Taplytics (YC W14) Run A/B Tests On iOS Without Waiting For App Store Updates - aboris26
http://techcrunch.com/2014/02/04/yc-backed-taplytics-lets-you-run-ab-tests-on-ios-without-waiting-for-app-store-updates/

======
saurik
OK, so now I'm really confused. Previous times Taplytics has come up, it has
been asked (the first time by me, the second time by someone else) how this
company differs from Apptimize. The second time, the answer came back that the
focus was on "ease of use", requiring only a single line of code for setup.
This is even mentioned in this TechCrunch article as their key differentiator.
However, Apptimize also only requires an almost identical single line of code
for setup.

Now, Apptimize additionally documents using a line of code to define a test,
but that seems to be only if you choose to use their programmatic API: they
also have their own similar visual editor that lets you make these changes,
and it even works for Android as well. The one difference on this front seems
to be that Taplytics also lets you define goals from the visual editor
(Apptimize currently requires a line of code for each goal). This is an
important difference to the user (primarily because it means the goals can be
defined "on the fly"), yet is frankly a pretty minor difference to the
implementation.

To be clear: I mean to say that from the perspective of the people who
implement these two products, if you already have the complex visual interface
setup to make arbitrary changes to the view hierarchy, detecting a button
click is a no-brainer: it isn't a massively different "focus". (Also, I always
want to underscore that if you have a different "focus", it needs to be
something your competitor wouldn't also claim: I doubt anyone would claim not
to focus on "ease of use" ;P).

So, part of the reason that I was curious about these differences is that
multiple of my friends either do currently or have in the near past worked for
Apptimize (and they have some options or equity or something in that company).
When I first saw Taplytics show up on HN, I pasted a link to them, and they
seemed to have not heard about this company before: they, like me, learned
about it from these recent couple "Show HN" posts that were made.

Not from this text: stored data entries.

PR #6154, opened 2026-08-13
Fix incremental request body and large upload parsing

binaryfire:
`Swoole\Http\Request::parse()` accepts the complete HTTP request header in the first call and request body data in later calls. It already copied every call into a buffer owned by the request, but passed the caller's string to the parser. When a form body arrived over several calls, the stored body pointer could refer outside the current input, so the parser could read outside that input and produce incorrect POST data. This change parses later body data from the request-owned buffer. The complete-header contract is unchanged.

Large upload preprocessing parses multipart data while the upload is still being received. A part header split between reads was either rejected or rebuilt from a pointer into the previous read, so a valid upload could fail or lose fields. A `Content-Disposition` value longer than the fixed 64 KiB scratch buffer was also copied past its end.

This change preserves partial multipart part headers until they are complete, enforces the existing size limits before rebuilding the request, and checks parser initialization and final completion. The bundled multipart parser no longer treats a header value that ends at an input boundary as an error, because mid-stream it cannot tell a truncated request from one that is still arriving. A body that really ends inside a part header is still rejected through the new completion check. Multipart parser initialization now also runs on Windows, where it was compiled out while still reporting success.

It closes unfinished upload state during cleanup. Repeated `Content-Type` headers now replace the parser state derived from the previous value, matching the existing last-value-wins behavior. A failing multipart callback now reports `callback error` instead of an empty reason.

Focused regressions cover a complete request header followed by later body data, multipart part headers split inside both the header name and its value, invalid multipart boundaries, repeated content types, incomplete input, oversized reconstructed headers, and callback failures.


NathanFreeman:
Swoole's asynchronous server waits until the entire request data has been received before it starts parsing. If the reception times out, or if the packet size exceeds the configured limit, the request is discarded directly and will not be processed.

binaryfire:
@NathanFreeman Correct for normal request headers: the async server receives the complete request before the worker parses it.

This PR covers other cases that are parsed in parts:

- `Swoole\Http\Request::parse()` can be called multiple times.
- The coroutine HTTP client can receive response trailers across multiple reads.
- Chunked multipart bodies are passed to the multipart parser one chunk at a time.
- Large multipart uploads are parsed while the body is still being received. This happens in `ListenPort::readable_callback_http()`, which calls `parse_multipart_data()`.

The cleanup and duplicate `Content-Type` fixes are separate from fragmentation. I've updated the PR description to make this clearer.

tests/swoole_http2_server/multipart_fragmented_headers.phpt
```diff
@@ -0,0 +1,60 @@
+--TEST--
+swoole_http2_server: parse multipart headers with shared completion callbacks
```
NathanFreeman: This test can pass without these fixes.

tests/swoole_http_server/multipart_fragmented_headers.phpt
```diff
@@ -0,0 +1,55 @@
+--TEST--
+swoole_http_server: parse fragmented multipart headers
```
NathanFreeman: I understand that this test is designed to verify the combination of Transfer-Encoding: chunked and multipart/form-data. However, I believe this compatibility is unnecessary. For small files, simply submitting them directly via multipart/form-data is sufficient. For large files, a more reliable approach is chunked file upload — where the frontend splits the file into smaller pieces, sends each piece as an independent multipart/form-data request, and the backend reassembles these pieces after receiving all of them.

Transfer-Encoding: chunked is essentially a single, continuous HTTP request. If any minor network fluctuation or interruption occurs during this potentially minutes-long streaming transmission, the entire TCP connection will be terminated, and all the data already transmitted — say, 99% of the file — will be lost entirely, requiring a full retransmission from the very beginning.

tests/swoole_http_client_coro/fragmented_trailer.phpt
```diff
@@ -0,0 +1,55 @@
...
+        $pm->wakeup();
+    });
+    $server->on('receive', function (Swoole\Server $server, int $fd, int $reactorId, string $data) {
+        if (str_starts_with($data, 'GET /oversized ')) {
+            $response = "HTTP/1.1 200 OK\r\nTransfer-Encoding: chunked\r\n\r\n0\r\nX-Trailer: ";
+            $response .= str_repeat('A', 65536) . "\r\n\r\n";
+            $server->send($fd, $response);
+            return;
+        }
+        $server->send($fd, "HTTP/1.1 200 OK\r\nX-Before: intact\r\nTransfer-Encoding: chunked\r\n\r\n4\r\nbody\r\n0\r\nX-Tra");
```
NathanFreeman: Here, 0\r\n indicates the end of the entire message.

tests/swoole_http2_server/multipart_fragmented_headers.phpt
binaryfire: @NathanFreeman You are right. This HTTP/2 test does not depend on the fix, so I have removed it.

tests/swoole_http_server/multipart_fragmented_headers.phpt
binaryfire: @NathanFreeman I understand. Splitting large files into separate requests is more reliable.

This test is not intended to recommend one long chunked upload. It uses behavior that Swoole currently accepts to make the multipart parser receive a header in more than one part.

Do you mean Swoole should not support `Transfer-Encoding: chunked` together with `multipart/form-data`, or only that it should not be recommended for large file uploads?

If this combination is not supported, I will remove these tests. If it is supported, the parser should still handle the request correctly.

tests/swoole_http_client_coro/fragmented_trailer.phpt
binaryfire: @NathanFreeman In HTTP/1.1 chunked encoding, `0\r\n` marks the last data chunk. Trailer fields may follow it, and the message ends after the empty line following the trailers:

```text
0\r\n
X-Trailer: value\r\n
\r\n
```

This test checks a trailer field received in multiple parts. I added `Trailer: X-Trailer` to the initial response headers to make the intent clearer.

ext-src/swoole_http_client_coro.cc
```diff
@@ -352,6 +354,16 @@ class Client {
...
+static bool http_parser_append_header_fragment(Client *http, std::string &buffer, const char *at, size_t length) {
+    size_t header_length = http->tmp_header_field_name.length() + http->tmp_header_field_value.length();
+    if (header_length > SW_HTTP_HEADER_MAX_SIZE || length > SW_HTTP_HEADER_MAX_SIZE - header_length) {
+        http->response_header_too_large = true;
+        return false;
+    }
+    buffer.append(at, length);
+    return true;
+}
+
```
NathanFreeman: This function is unnecessary because when receiving HTTP messages, the size of the request headers is already checked.

https://github.com/swoole/swoole-src/blob/cffd0d0db34d01a5c8d862d71eae87d6166c9ba1/ext-src/swoole_http_client_coro.cc#L1507-L1511

ext-src/swoole_http_client_coro.cc
```diff
@@ -465,17 +477,26 @@ void php_swoole_http_parse_set_cookies(const char *at, size_t length, zval *zcoo
...
+    http->tmp_header_field_name.clear();
+    http->tmp_header_field_value.clear();
     zval *zobject = static_cast<zval *>(http->zobject);
 
-    const char *header_name = http->tmp_header_field_name;
-    size_t header_len = http->tmp_header_field_name_len;
+    const char *header_name = header_name_value.c_str();
+    size_t header_len = header_name_value.length();
+    const char *at = header_value.c_str();
+    size_t length = header_value.length();
```
NathanFreeman: This approach does not have any significant advantages over the original.

ext-src/swoole_http2_server.cc
```diff
@@ -1103,6 +1103,10 @@ static int http2_server_parse_header(
                 }
             } else {
                 if (SW_STRCASEEQ((char *) nv.name, nv.namelen, "content-type")) {
+                    if (ctx->content_type_seen) {
+                        return SW_ERR;
+                    }
+                    ctx->content_type_seen = 1;
```
NathanFreeman: I think this is worth discussing. Currently, Nginx does not forcibly return an error when it encounters duplicate request headers. Swoole's HTTP and HTTP2 servers, on the other hand, handle duplicate request headers by having the latter override the former.

ext-src/swoole_http_client_coro.cc
```diff
@@ -1520,7 +1544,7 @@ bool Client::recv_response(double timeout) {
                     buffer->str + header_crlf_offset, buffer->length - header_crlf_offset, ZEND_STRL("\r\n\r\n")) < 0) {
                 if (buffer->length == buffer->size) {
                     swoole_error_log(SW_LOG_TRACE, SW_ERROR_HTTP_INVALID_PROTOCOL, "Http header too large");
-                    socket->set_err(SW_ERROR_HTTP_INVALID_PROTOCOL);
+                    socket->set_err(SW_ERROR_HTTP_INVALID_PROTOCOL, "HTTP/1 header block is too large");
```
NathanFreeman: This can be left as is. The code above already explains the error message.

ext-src/swoole_http_client_coro.cc
```diff
@@ -1562,7 +1586,11 @@ bool Client::recv_response(double timeout) {
                 break;
             }
         } else {
-            socket->set_err(SW_ERROR_HTTP_INVALID_PROTOCOL);
+            if (response_header_too_large) {
+                socket->set_err(SW_ERROR_HTTP_INVALID_PROTOCOL, "HTTP/1 header block is too large");
+            } else {
+                socket->set_err(SW_ERROR_HTTP_INVALID_PROTOCOL);
+            }
```
NathanFreeman: This check is unnecessary. If we've reached this point, the request header size must already be within the limit.

ext-src/swoole_http_request.cc
```diff
@@ -45,15 +45,26 @@ static int http_request_on_url(llhttp_t *parser, const char *at, size_t length);
...
 
+static bool http_request_append_header_fragment(HttpContext *ctx, std::string &buffer, const char *at, size_t length) {
+    size_t header_length = ctx->current_header_name.length() + ctx->current_header_value.length();
+    if (header_length > SW_HTTP_HEADER_MAX_SIZE || length > SW_HTTP_HEADER_MAX_SIZE - header_length) {
+        return false;
+    }
+    buffer.append(at, length);
+    return true;
+}
+
```
NathanFreeman: https://github.com/swoole/swoole-src/blob/cffd0d0db34d01a5c8d862d71eae87d6166c9ba1/src/server/port.cc#L513-L521

The HTTP request header size has already been checked here.

ext-src/swoole_http_request.cc
```diff
@@ -165,11 +180,16 @@ bool HttpContext::parse_multipart_data(const char *at, size_t length) const {
...
+        if (l_error == 0) {
+            swoole_error_log(
+                SW_LOG_NOTICE, SW_ERROR_SERVER_INVALID_REQUEST, "parse multipart body failed, callback aborted");
+        } else {
+            swoole_error_log(SW_LOG_NOTICE,
+                             SW_ERROR_SERVER_INVALID_REQUEST,
+                             "parse multipart body failed, reason: %.*s",
+                             l_error,
+                             sw_tg_buffer()->str);
+        }
```
NathanFreeman: There's no need to handle the success case separately here.

src/wrapper/http.cc
```diff
@@ -79,23 +81,39 @@ static  constexpr multipart_parser_settings mt_parser_settings = {
...
     llhttp_t parser;
-    multipart_parser *mt_parser;
+    multipart_parser *mt_parser = nullptr;
 
     std::string current_header_name;
+    std::string current_header_value;
     std::string current_form_data_name;
     bool current_part_is_file = false;
-    String *form_data_buffer;
+    std::string form_data_buffer;
```
NathanFreeman: This is Swoole::String, not std::string.

src/wrapper/http.cc
```diff
@@ -79,23 +81,39 @@ static  constexpr multipart_parser_settings mt_parser_settings = {
...
 
+    ~ContextImpl() {
+        if (mt_parser) {
+            if (mt_parser->fp) {
+                fclose(mt_parser->fp);
+            }
+            multipart_parser_free(mt_parser);
+        }
+    }
+
```
NathanFreeman, line 111: https://github.com/swoole/swoole-src/blob/cffd0d0db34d01a5c8d862d71eae87d6166c9ba1/src/protocol/http.cc#L812-L827
This piece of code is responsible for cleaning up mt_parser.

NathanFreeman:
It is recommended not to support the combined use of `Transfer-Encoding: chunked` and `multipart/form-data`, as well as the trailer fields feature (Trailers). The main reasons are that mainstream browsers have limited compatibility with these protocol features, and in mature industry practice, they are typically handled by reverse proxy layers such as Nginx, so there is no need for the application layer to implement them redundantly.

binaryfire:
@NathanFreeman Agreed. I’ve removed response-trailer support and the chunked multipart tests. The PR is now limited to fragmented `Request::parse()` input, large-upload preprocessing, and multipart cleanup. I’ve updated the description to match.

ext-src/swoole_http_client_coro.cc
binaryfire: @NathanFreeman Agreed. I’ve removed this helper and reverted the coroutine HTTP client changes.

ext-src/swoole_http_client_coro.cc
binaryfire: @NathanFreeman Agreed. I’ve restored the original client parser handling here.

ext-src/swoole_http2_server.cc
binaryfire: @NathanFreeman Agreed. I’ve removed the rejection. The later `Content-Type` now also replaces the body parser state, so multipart and URL-encoded parsing follow the same last-wins behavior as the header array.

ext-src/swoole_http_client_coro.cc
binaryfire: @NathanFreeman Agreed. I’ve restored the original error handling here.

ext-src/swoole_http_client_coro.cc
binaryfire: @NathanFreeman Agreed. I’ve removed this check and reverted the client path.

ext-src/swoole_http_request.cc
binaryfire: @NathanFreeman Agreed on the additional size check; I’ve removed it. I kept owned header strings because `Swoole\Http\Request::parse()` can receive separate caller-owned strings across calls, and that path doesn’t go through `ListenPort`.

src/wrapper/http.cc
binaryfire: @NathanFreeman Correct. I’ve restored `Swoole::String`. `ContextImpl` owns it and releases it with the multipart parser.

src/wrapper/http.cc
binaryfire: @NathanFreeman The linked cleanup handles `Request::form_data_->multipart_parser_`. The wrapper uses a separate `ContextImpl::mt_parser`, so that cleanup doesn’t reach it. I’ve kept the wrapper cleanup and made it close any open upload stream before freeing the parser.

ext-src/swoole_http_request.cc
binaryfire: @NathanFreeman Agreed. I’ve restored the original error handling here.

ext-src/swoole_http_request.cc
```diff
@@ -376,9 +393,21 @@ bool swoole_http_token_list_contains_value(const char *at, size_t length, const
...
+    std::string header_value = std::move(ctx->current_header_value);
+    ctx->current_header_name.clear();
+    ctx->current_header_value.clear();
     zval *zheader = ctx->request.zheader;
-    const char *header_name = ctx->current_header_name;
-    size_t header_len = ctx->current_header_name_len;
+    const char *header_name = header_name_value.c_str();
+    size_t header_len = header_name_value.length();
+    const char *at = header_value.c_str();
+    size_t length = header_value.length();
```
NathanFreeman: I don't see this as an improvement over the original code. We're still converting std::string to const char * at the end of the day, and the at parameter received by both http_request_on_header_field and http_request_on_header_value is already a complete segment — there's no fragmentation issue there.

ext-src/php_swoole_http.h
```diff
@@ -186,13 +186,12 @@ struct Context {
...
-    const char *current_header_name;
-    size_t current_header_name_len;
+    std::string current_header_name;
+    std::string current_header_value;
     char *current_form_data_name;
     size_t current_form_data_name_len;
     zval *current_multipart_header;
-    const char *tmp_content_type;
-    size_t tmp_content_type_len;
+    std::string tmp_content_type;
```
NathanFreeman: Why was this changed to std::string here?

ext-src/swoole_http_request.cc
```diff
@@ -325,6 +330,18 @@ bool HttpContext::init_multipart_parser(const char *boundary_str, int boundary_l
...
+        if (mt_parser->fp) {
+            fclose(mt_parser->fp);
+        }
+        multipart_parser_free(mt_parser);
+        mt_parser = nullptr;
+    }
+    delete form_data_buffer;
+    form_data_buffer = nullptr;
+}
+
```
NathanFreeman, line 344: Why is this function needed?

ext-src/swoole_http_request.cc
```diff
@@ -497,22 +530,36 @@ static int http_request_on_headers_complete(llhttp_t *parser) {
...
     size_t value_len;
     int ret = 0;
 
     auto *ctx = static_cast<HttpContext *>(p->data);
+    std::string header_name_value = std::move(ctx->current_header_name);
+    std::string header_value = std::move(ctx->current_header_value);
+    ctx->current_header_name.clear();
+    ctx->current_header_value.clear();
+    const char *at = header_value.c_str();
+    size_t length = header_value.length();
```
NathanFreeman, line 549: This also has the same issue as http_request_on_header_value_complete.

src/protocol/http.cc
```diff
@@ -149,27 +149,59 @@ bool HttpProxy::handshake(const String *recv_buffer) {
...
+    auto *form_data = request->form_data_;
+    size_t header_length = form_data->current_header_name.length() + form_data->current_header_value.length();
+    if (header_length > SW_HTTP_HEADER_MAX_SIZE || length > SW_HTTP_HEADER_MAX_SIZE - header_length) {
+        swoole_error_log(SW_LOG_NOTICE, SW_ERROR_SERVER_INVALID_REQUEST, "multipart header is too large");
+        return false;
+    }
+    buffer.append(at, length);
+    return true;
+}
+
```
NathanFreeman: The method that calls this should be swoole::ListenPort::readable_callback_http, which guarantees that the complete HTTP data will be received, and there will be no fragmentation issues.

NathanFreeman:
I've reviewed this PR, and the main point of contention lies in how HTTP messages are received and parsed. The PR author's approach is to parse the data incrementally using llhttp and the multipart parser as it is being received. However, the actual behavior of the underlying layer is as follows:

    Asynchronous server: ensures that a complete HTTP message is received before triggering parsing;

    Coroutine server: ensures that the headers are fully received, while the remaining data is parsed incrementally as it arrives. Even if a header key is incomplete, the parser will pause and wait for more data to arrive before triggering the corresponding callback.

If the underlying layer does not actually work this way, then the PR author needs to provide a reproducible code example to demonstrate that the current logic does have an issue.

NathanFreeman:
My understanding of the C++ HTTP wrapper module is limited to its use in kernel testing, and I don't believe it's involved in production environments. However, to be on the safe side, I'd like to ask @matyhtf to confirm whether there are any other hidden call paths or indirect usages we should be aware of.

NathanFreeman:
I don't have any objections to the fix for init_multipart_parser.

NathanFreeman:
The fix for Swoole\Http\Request::parse() works by copying and concatenating the incoming data into an internal buffer, completely isolating the parser from external data. This avoids the risk of crashes caused by the external data's lifecycle ending.

```c++
static PHP_METHOD(swoole_http_request, parse) {
    HttpContext *ctx = http_request_get_and_check_context(ZEND_THIS);
    if (UNEXPECTED(!ctx) || ctx->completed) {
        RETURN_FALSE;
    }

    char *str;
    size_t l_str;

    ZEND_PARSE_PARAMETERS_START(1, 1)
    Z_PARAM_STRING(str, l_str)
    ZEND_PARSE_PARAMETERS_END_EX(RETURN_FALSE);

    if (Z_TYPE(ctx->request.zdata) != IS_STRING) {
        ZVAL_STRINGL(&ctx->request.zdata, str, l_str);
    } else {
        size_t len = Z_STRLEN(ctx->request.zdata) + l_str;
        zend_string *new_str = zend_string_alloc(len + 1, false);
        memcpy(new_str->val, Z_STRVAL(ctx->request.zdata), Z_STRLEN(ctx->request.zdata));
        memcpy(new_str->val + Z_STRLEN(ctx->request.zdata), str, l_str);
        new_str->val[len] = 0;
        new_str->len = len;
        zval_dtor(&ctx->request.zdata);
        ZVAL_STR(&ctx->request.zdata, new_str);
    }

    RETURN_LONG(ctx->parse(str, l_str));
}
```

binaryfire:
@NathanFreeman You are right that the normal async and coroutine server paths do not expose this header-fragmentation case.

There are two incremental paths: the public `Swoole\Http\Request::parse()` API and the large-upload preprocessor. Both can call the parser multiple times for one request, so a callback can receive only the part available in the current call.

The corrected PHP test sends one complete form part, then splits the next part's header across two writes. I ran it against the PR base. There it fails because the server answers `400 Bad Request`. With this change it answers `200 OK` and returns the field value and the 131072-byte file.

The C++ test has a different purpose. It checks that the large-upload preprocessor rejects an accumulated part header after it crosses the size limit and does not let the request reach the worker. It passes on both versions because the old parser also rejects the fragmented value, so I am not using it as proof of this fix. Its worker-response check makes sure the test cannot silently stop entering the preprocessor path.

If a client stops sending before the multipart header is complete, the request is not dispatched and no response is sent. The connection remains open until the client closes it or the configured idle timeout expires. If the HTTP message actually completes with an unfinished part header, it is rejected.

While checking your comments, I also found the same issue in incremental URL and form-body parsing. Those are now fixed, and the tests parse the same request at every split point and one byte at a time.

For `Request::parse()`, the old code copied the input into `request.zdata`, but passed the original `str` buffer to the parser. Also, `zdata` is replaced on every call. A callback pointer saved during one call could therefore become invalid during the next call. Data that must survive between calls is now stored in owned strings.

I kept the `init_multipart_parser()` check in the large-upload preprocessor. An invalid multipart boundary can make initialization fail, but this caller previously ignored the result and continued with a null parser. The extension and HTTP/2 callers already check the result.

You are also right that the C++ wrapper is currently used only by the core tests. I removed its wrapper-only behavior changes. The remaining changes are required by the shared parser interface and `parse_cookie` return value, and to initialize and release its own parser state safely. The `parse_cookie` length check remains because the production large-upload preprocessor also calls it.

ext-src/swoole_http_request.cc
binaryfire: @NathanFreeman `at` contains the data available for the current callback. It is not guaranteed to contain the complete header value.

When an `llhttp_execute()` input buffer ends, llhttp delivers the current part of the value. A later call continues the same value. The completion callback is the point where the whole value is known.

Previously, each callback replaced the saved pointer and length. The new code accumulates the parts until completion.

ext-src/php_swoole_http.h
binaryfire: @NathanFreeman The part's `Content-Type` can be parsed in one call, while its `Content-Disposition` is parsed in a later call. The content type is read at that later point, so it cannot remain a pointer into the earlier input buffer.

The regression test splits the input between those two headers.

ext-src/swoole_http_request.cc
binaryfire: @NathanFreeman `multipart_parser_free()` only frees the parser allocation. It does not close the open upload file.

This helper closes the file and releases the parser and its buffer during request cleanup, message completion, and parser replacement.

ext-src/swoole_http_request.cc
binaryfire: @NathanFreeman The multipart parser already allows a field name to arrive in multiple pieces. This change handles field values the same way.

I removed the incomplete-value error because the end of one parser call does not mean the header has ended. When the HTTP message actually completes, the final parser state is checked and an unfinished header is still rejected.

The core tests cover split headers, successful completion, and a message that ends with an incomplete header.

NathanFreeman:
I have already understood the details of this PR. The modification to Swoole\Http\Request::parse() is actually unnecessary.

The reason is that both the HTTP asynchronous server and the HTTP coroutine server have already handled the issue of byte-by-byte reception at the underlying level, so developers do not need to intervene additionally.

As for the use case of Request::parse(), the only scenario I can think of is when manually receiving HTTP messages in a TCP server, where this method might be needed. However, this approach requires the user to ensure that the complete HTTP message has been received, and then pass it to Request::parse() for parsing. In other words, this method is only applicable to this specific scenario where developers need to control data integrity themselves.

```php
<?php
// server
use Swoole\Http\Server;
use Swoole\Http\Request;
use Swoole\Http\Response;

$http = new Server('127.0.0.1', 9501);

$http->on('start', function (Server $server) {
    echo "Swoole http server is started at http://127.0.0.1:9501\n";
});

$http->on('request', function (Request $request, Response $response) {
    var_dump($request);
    $response->header('Content-Type', 'text/plain');
    $response->end('Hello World');
});

$http->start();
```


```php
<?php
// client
use function Swoole\Coroutine\run;
use Swoole\Coroutine\Client;


$fragmented = "POST /upload?first=one&second=two HTTP/1.1\r\n";
$fragmented .= "Host: 127.0.0.1\r\n";
$fragmented .= "Content-Type: application/x-www-form-urlencoded\r\n";
$fragmented .= "Authorization: Bearer fragmented\r\n";
$fragmented .= "X-Custom-Header: custom value\r\n";
$fragmented .= "Upgrade-Insecure-Requests: \r\n";
$fragmented .= "User-Agent: fragmented-agent\r\n";
$fragmented .= "Cookie: first=one; second=two\r\n";
$fragmented .= "Content-Length: 0\r\n\r\n";

run(function() use ($fragmented){
    $client = new Client(SWOOLE_SOCK_TCP);
    if (!$client->connect('127.0.0.1', 9501, 0.5)) {
        exit("error code: {$client->errCode}\n");
    }
    foreach (str_split($fragmented) as $byte) {
            $client->send($byte);
            usleep(100);
    }
    $response = $client->recv();
    echo "response: {$response}\n";
    $client->close();
});
```

binaryfire:
@NathanFreeman I agree that the built-in asynchronous and coroutine HTTP servers handle their own receive buffering. The public `Request::parse()` API seems to have a separate use, though, and it predates this PR.

The coroutine server test [`create_response.phpt`](https://github.com/swoole/swoole-src/blob/c43e6fde0/tests/swoole_http_server_coro/create_response.phpt#L26-L32) creates one `Request` and feeds it each `$conn->recv()` chunk in a loop until the request is complete. [`create_request.phpt`](https://github.com/swoole/swoole-src/blob/c43e6fde0/tests/swoole_http_server/create_request.phpt#L29-L36) splits one request across several `parse()` calls in the same way.

This change does not add that usage. It makes it safe at every input boundary, because llhttp can report a URL, header, or body as more than one piece when the input ends inside it.

If `parse()` should require a complete message, I will remove that part from this PR. Before changing the existing examples, I would need to understand the supported replacement: a raw `Coroutine\Server` handler receives socket chunks and has no HTTP framing option, so it cannot know that a request is complete without parsing HTTP itself. Should that example use `Swoole\Coroutine\Http\Server` instead?

If incremental use should remain supported, this change makes it correct. Which behavior should this API support?

The large-upload preprocessing fix is separate from this question. It uses a normal `Swoole\Http\Server` with no `Request::parse()` involved, and `upload_fragmented_multipart_header.phpt` returns 400 on the PR base and 200 with this change.

NathanFreeman:
The large upload preprocessing is a bug, and I am still carefully studying the details of this part.

NathanFreeman:
`Request::parse()` should keep its existing behavior. When using a TCP server to simulate an HTTP server, it is the user's responsibility to ensure the integrity of the HTTP message. The reason `Request::parse()` supports incremental parsing is that when the user receives a complete HTTP request header, they can first call this function to parse out the `Content-Length`, determine how much more data needs to be received, and then pass the received request body data to `Request::parse()` for further parsing.

Parsing byte by byte is a lazy approach that results in multiple memory allocations and copies, which is not the intended design goal of this API.

The `create_request.phpt` test case itself ensures that the received data is a complete HTTP request, so this incremental receiving step is omitted.

binaryfire:
@NathanFreeman I updated the PR to follow the contract you described.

Today, however, I see that Taplytics is a company backed by Y Combinator,
apparently W14. Apptimize is also a company backed by Y Combinator, but S13.
Taplytics has a much better website (sorry Apptimize ;P), and has the
aforementioned "define goals from visual editor" feature. Apptimize supports
Android in addition to iOS. Their pricing is described differently, but
actually seems to be based on similar fundamentals (Apptimize is trying to get
more money out of larger companies, being a key difference).

My confusion is thereby: if Y Combinator is backing both of these, why are
they competitors (I'd almost even argue to the point of being slightly
deceptive about benefits), and seemingly somewhat unknown to each other? While
there is some overlap, there is probably a lot of stuff that doesn't overlap
(if nothing else, Android support and the website): why does Y Combinator have
them separate? If Y Combinator were "just" an investor, then I could see it as
"hedging bets", but I've been under the impression that Y Combinator is more
"hands on" with its companies, which to me makes this seem more awkward.

Of course, I know that in the past, Y Combinator has backed multiple companies
in the same overall space. A great example of this is "travel search".
However, the tools provided by these companies actually were very different:
Hipmunk had a gantt chart and agony calculations, Flightfox was about crowd-
optimized pricing optimization, Adioso was about flexible destinations and
only really supported leisure travel... these were all very different
companies with very different markets and very different interfaces. That is
not the case here.

I can see a couple reasons, but I don't really like either of them. 1) Y
Combinator wants to aim for multiple buyouts (which seems like a potential
conflict of interest with its founders, who might have hoped to be more unique
in their space to command a larger end sum). 2) In an uncharted market, it is
more important to educate the user that they want this kind of product at all
than to want a specific offering, and brand diversity is valuable (but you can
simulate that with multiple brands over the same product, the same way that
real product companies have always done).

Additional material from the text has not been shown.